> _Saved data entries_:
PR #182, opened 2019-03-22
(SIMP-3933) Update bracketize, deprecate old one

sharkbruhaha:


lib/puppet/parser/functions/bracketize.rb
```diff
@@ -8,6 +8,8 @@ module Puppet::Parser::Functions
     @return [Variant[String, Array[String]]]
     ENDHEREDOC
 
+function_simplib_deprecation(['bracketize', 'bracketize is deprecated, please use tcpwrappers::bracketize'])
```
trevor-vaughan:
```suggestion
function_simplib_deprecation(['bracketize', 'bracketize is deprecated'])
```

sharkbruhaha: thanks for that catch, forgot to go back to that after one of our talks.

CHANGELOG
```diff
@@ -1,3 +1,7 @@
+* Fri Mar 22 2019 Joseph Sharkey <shark.bruhaha@gmail.com> - 3.15.0-0
+- Marked bracketize puppet 3 function as deprecated.
+- Created bracketize function, and spec test
```
lnemsick-simp: This comment appears to be incorrect.  I don't see any namespaced 4.x bracketize functions in this PR.

CHANGELOG
```diff
@@ -1,3 +1,7 @@
+* Fri Mar 22 2019 Joseph Sharkey <shark.bruhaha@gmail.com> - 3.15.0-0
+- Marked bracketize puppet 3 function as deprecated.
```
lnemsick-simp: Need to note:  "This function will be removed in a future release, unless SIMP receives a request from users to convert it to a namespaced Puppet 4.x function'.
This matches other function deprecation CHANGELOG entries.

sharkbruhaha: It is converted to a puppet 4 function...

sharkbruhaha: *DOH!* I forgot to add the files...

Fixing in push soon

lnemsick-simp: Function and its test were not added to git, so not visible in the PR

lib/puppet/functions/simplib/bracketize.rb
```diff
@@ -0,0 +1,63 @@
...
+  end
+
+  def bracketize_string_input(ipaddr_string)
+    ipaddr = ipaddr_string.split(/\s|,|;/).delete_if{ |y| y.empty? }
+    bracketize(ipaddr)
+  end
+
+  def bracketize(ipaddr)
+    require 'ipaddr'
+    ipaddr = Array(ipaddr).flatten
```
lnemsick-simp: Input is not supposed to be modified.  Need to assign to a different (local) variable

lib/puppet/functions/simplib/bracketize.rb
```diff
@@ -0,0 +1,63 @@
...
+  dispatch :bracketize do
+    required_param 'Array[String]', :ipaddr
+  end
+
+  dispatch :bracketize_string_input do
+    required_param 'String', :ipaddr_string
+  end
+
+  def bracketize_string_input(ipaddr_string)
+    ipaddr = ipaddr_string.split(/\s|,|;/).delete_if{ |y| y.empty? }
```
lnemsick-simp: Why are you allowing a string with space, ',', or ';' separated values?  That was not in the original function.  Also, if this functionality is required, you need to update the documentation to reflect this behavior and add a test for ',' separated and ';' separated values in a single string.

lib/puppet/functions/simplib/bracketize.rb
```diff
@@ -0,0 +1,63 @@
...
+  #
+  #   $bar = simplib::bracketize($foo)
+  #
+  #   $bar contains:[ '[2001:0db8:85a3:0000:0000:8a2e:0370:7334]',
+  #                   '[2001:0db8:85a3:0000:0000:8a2e:0370:7334]/24' ]
+  #
+  dispatch :bracketize do
+    required_param 'Array[String]', :ipaddr
+  end
+
```
lnemsick-simp: You need docs for each dispatch

lib/puppet/functions/simplib/bracketize.rb
```diff
@@ -0,0 +1,63 @@
...
+    bracketize(ipaddr)
+  end
+
+  def bracketize(ipaddr)
+    require 'ipaddr'
+    ipaddr = Array(ipaddr).flatten
+    retval = Array.new
+    ipaddr.each do |x|
+      begin
+        ip = IPAddr.new(x)
```
lnemsick-simp: Good idea. Much better way to figure out if IPv6 address.

lib/puppet/functions/simplib/bracketize.rb
```diff
@@ -0,0 +1,63 @@
+# Add brackets to IP addresses and `Arrays` of IP
+# addresses based on the rules for bracketing
+# IPv6 addresses.
+#
+# Ignore anything that does not look like an IPv6 address.
+#
+Puppet::Functions.create_function(:'simplib::bracketize') do
+
+  # @param ipv6 The ipv6 to bracketize
```
lnemsick-simp: This param much match the parameter in the dispatch.  In this case 'ipv6' -> ipaddr

spec/functions/simplib/bracketize_spec.rb
```diff
@@ -0,0 +1,37 @@
...
+      ]
+      expected_output = [
+        '[2001:0db8:85a3:0000:0000:8a2e:0370:7334]',
+        '[2001:0db8:85a3:0000:0000:8a2e:0370:7334]/24'
+      ]
+
+      is_expected.to run.with_params(input).and_return(expected_output)
+    end
+
+    it 'returns same input if not an ipv6' do
```
lnemsick-simp: really is a test that returns input untouched if no transformation is required.  One of the entries is an IPv6 address that already has brackets

lib/puppet/functions/simplib/bracketize.rb
sharkbruhaha: roger, sorry was same way in original so wasn't aware.

lib/puppet/functions/simplib/bracketize.rb
sharkbruhaha: while `lib/puppet/functions/simplib/nets2ddq.rb` gives back an array, there are other cases were I could see people wanting to give a string straight to `bracketize` of just ipv6, so I figured I'd add the ability to do so since it was a simple addition.

Will update docs, thanks for the reminder

lib/puppet/functions/simplib/bracketize.rb
sharkbruhaha: roger

lib/puppet/functions/simplib/bracketize.rb
sharkbruhaha: thanks for the catch, was a holdover from when I was deciding on a name

PR #183, opened 2019-03-25
(SIMP-4891) Add simplib_networkmanager fact

trevor-vaughan:
This fact provides useful information about the state of NetworkManager
if it is present.

SIMP-4891 #comment Added simplib_networkmanager fact

### DIFF
--- a/lib/facter/simplib__networkmanager.rb
+++ b/lib/facter/simplib__networkmanager.rb
@@ -1,4 +1,4 @@
-Facter.add(:simplib_networkmanager) do
+Facter.add(:simplib__networkmanager) do
   confine :kernel => 'Linux'
 
   @nmcli_cmd = Facter::Util::Resolution.which('nmcli')
--- a/lib/facter/simplib_networkmanager.rb
+++ b/lib/facter/simplib_networkmanager.rb
@@ -1,0 +1,49 @@
+Facter.add(:simplib_networkmanager) do
+  confine :kernel => 'Linux'
+
+  @nmcli_cmd = Facter::Util::Resolution.which('nmcli')
+  confine { @nmcli_cmd }
+
+  setcode do
+    info = { 'enabled' => false }
+
+    nmcli_cmd = @nmcli_cmd + ' -t'
+
+    general_status = Facter::Core::Execution.execute(%(#{nmcli_cmd} -m multiline general status), :on_fail => :failed)
+    unless general_status == :failed
+      general_status = general_status.lines.map{|line| line.strip.split(':') }
+
+      info['enabled'] = true
+      info = {
+        'general' => {
+          'status' => Hash[general_status]
+        }
+      }
+    end
+
+    general_hostname = Facter::Core::Execution.execute(%{#{nmcli_cmd} general hostname}, :on_fail => :failed)
+    unless general_hostname == :failed
+      info['enabled'] = true
+      info['general'] ||= {}
+      info['general']['hostname'] = general_hostname.strip
+    end
+
+    connections = Facter::Core::Execution.execute(%(#{nmcli_cmd} connection show), :on_fail => :failed)
+    unless connections == :failed
+      info['enabled'] = true
+      info['connection'] = {}
+
+      connections.lines.each do |conn|
+        name, uuid, type, device = conn.strip.split(':')
+
+        info['connection'][name] = {
+          'uuid'   => uuid,
+          'type'   => type,
+          'device' => device
+        }
+      end
+    end
+
+    info
+  end
+end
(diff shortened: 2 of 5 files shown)


lib/facter/simplib_networkmanager.rb
```diff
@@ -0,0 +1,49 @@
...
+      info['general']['hostname'] = general_hostname.strip
+    end
+
+    connections = Facter::Core::Execution.execute(%(#{nmcli_cmd} connection show), :on_fail => :failed)
+    unless connections == :failed
+      info['enabled'] = true
+      info['connection'] = {}
+
+      connections.lines.each do |conn|
+        name, uuid, type, device = conn.strip.split(':')
```
lnemsick-simp: Will this parsing will do what you expect on the output from my dev machine? Notice the spaces such as 'Bridge br1':

$myhost: nmcli -t connection show
Bridge br1:2ee981ca-5ff4-4f9b-03fe-32879aa3dc85:bridge:br1
docker0:17f50a67-7276-4c44-b47c-4c3c58fea91b:bridge:docker0
System enp0s31f6:b5f59873-5bd2-c5a6-acb6-f03d5581aca5:802-3-ethernet:enp0s31f6
virbr0:dbdb93ed-c297-424a-9398-0c16700758c6:bridge:virbr0

op-ct: > Do you think the names with spaces in them will be useful?

@lnemsick-simp The "Bridge br1" string is the Connection Profile's [`id` string](https://developer.gnome.org/NetworkManager/stable/nm-settings.html), which is a "readable unique identifier for the connection" that is encouraged to contain spaces.  NetworkManager auto-generates the id (with the spaces) unless you change it yourself, so we can expect the spaces to be present most of the time.  

The `id` names are "useful" with `nmcli connection COMMAND <ID>` commands to serve as the `<ID>`.   From what I've seen, the `<ID>` in all `nmcli con` commands will also accept `uuid` or (DBUS) `path`.

op-ct: Reading @lnemsick-simp's question as "would something else make a more useful key?":  

The `id` is human-readable, but not optimal for manifest logic.  It's more likely to change than the (connection) `uuid`, and neither `id` or `uuid` describe anything any other Puppet facts refer to—such the device, which seems like the obvious key someone would want to correlate with this fact. 

On the face of it, it seems like we should either:
* use the device (`br1`) instead of the id the key, or 
* add an `info['device']` subtree with the output of `nmcli -t device`

Either solution would simplify the process of looking up connection information from a device name.

trevor-vaughan: @op-ct Unfortunately, if you want to actually use some of the `nmcli` commands, you need to use the name instead of the device from what I can tell.

trevor-vaughan: @op-ct I *think* that you can also have multiple entries pointing to the same device that are in different states of activation which is why you need the `name` as the key.

op-ct: @trevor-vaughan 

> @op-ct Unfortunately, if you want to actually use some of the `nmcli` commands, you need to use the name instead of the device from what I can tell.

That is precisely why either of the solutions above would result in a more useful Puppet fact:  

* No other Puppet facts or parameters report the NetworkManager connection `id` (or the interchangeable but similarly oblique `uuid` or (DBUS) `path`)—but they always report  a system's `interfaces`.   Puppet code trying to use this fact will almost certainly start with the interface (device) and need to map it to the connection in order to look up which one it needs.
  * If we used the device (`br1`) instead of the `id` as the key in the fact, or added an `info['device']` subtree to the fact structure (populated with the output of `nmcli -t device`), we could start with the device and just look it up.
  * Alternatively, adding an `info['device']` subtree to the fact structure (populated with the output of `nmcli -t device`) is still just two key lookups, which is more useful than coming up with your own data structure `dig()` logic in each place you reference the fact.
* Additionally, `id` does not make a very trustworthy identifier.  It is designed to be changed at any time (`nmcli con modify STRING1 connection.id STRING2`), unlike the device name.



> @op-ct I _think_ that you can also have multiple entries pointing to the same device that are in different states of activation which is why you need the `name` as the key.

According to the [`nmcli` man page](https://developer.gnome.org/NetworkManager/stable/nmcli.html), there can be multiple connections that apply to a device—but only one of them can be active on that device at any given time.

lib/facter/simplib__networkmanager.rb
```diff
@@ -0,0 +1,49 @@
...
+      info['general'] ||= {}
+      info['general']['hostname'] = general_hostname.strip
+    end
+
+    connections = Facter::Core::Execution.execute(%(#{nmcli_cmd} connection show), :on_fail => :failed)
+    unless connections == :failed
+      info['enabled'] = true
+      info['connection'] = {}
+
+      connections.lines.each do |conn|
```
jeannegreulich: The output for nmcli connection uses a space  deliminator not ':'

PR #185, opened 2019-04-05
(SIMP-4071) Re-enable simplib deprecation warnings by default

sharkbruhaha:
https://gitlab.com/simp/pupmod-simp-simplib/pipelines/55464984

### DIFF
--- a/lib/puppet/functions/simplib/deprecation.rb
+++ b/lib/puppet/functions/simplib/deprecation.rb
@@ -1,9 +1,6 @@
 # Function to print deprecation warnings, logging a warning once
 # for a given key.
 #
-# Messages can be enabled if the SIMPLIB_LOG_DEPRECATIONS
-# environment variable is set to 'true'
-#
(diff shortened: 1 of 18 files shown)


lib/puppet/functions/simplib/deprecation.rb
```diff
@@ -32,8 +29,6 @@ def deprecation(key, message)
       message = "#{message} at #{file}:#{line}"
     end
 
-    if ENV['SIMPLIB_LOG_DEPRECATIONS'] == 'true'
-      Puppet.deprecation_warning(message, key)
-    end
+    Puppet.deprecation_warning(message, key)
```
jeannegreulich: What do they do to turn off the deprecation warnings?

sharkbruhaha: they don't, they change their code to call the correct one, since this is the last release having these in here I felt being more heavy handed with it was justified and reasonable.

PR #191, opened 2019-05-21
(SIMP-6515) Defer to inbuilt fips_enable fact

trevor-vaughan:
Some version of facter have a built-in 'fips_enabled' fact. We now defer
to that one prior to adding our own fact.

Note: I was unable to determine how to properly unit test this but,
since the entire change is just checking for one item in Facter prior to
creating the fact, this isn't vastly different from the previous code
version (which also didn't have a unit test)

SIMP-6591 #close

### DIFF
--- a/CHANGELOG
+++ b/CHANGELOG
@@ -1,3 +1,6 @@
+* Tue May 21 2019 Trevor Vaughan <tvaughan@onyxpoint.com> - 3.15.1-0
+- Defer to the inbuilt 'fips_enabled' fact if it exists.
+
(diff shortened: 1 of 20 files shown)


lnemsick-simp:
https://gitlab.com/simp/pupmod-simp-simplib/pipelines/62472712

lnemsick-simp:
When I re-enabled the acceptance tests that had been inadvertently broken, they now fail.  Will fix.

lnemsick-simp:
:heavy_check_mark: https://gitlab.com/simp/pupmod-simp-simplib/pipelines/62479192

> _EXERCISE DESCRIPTION_: Find the number of lines in the records that contain "populated", and write that number only.

> _OUTPUT OF THE TASK_: 2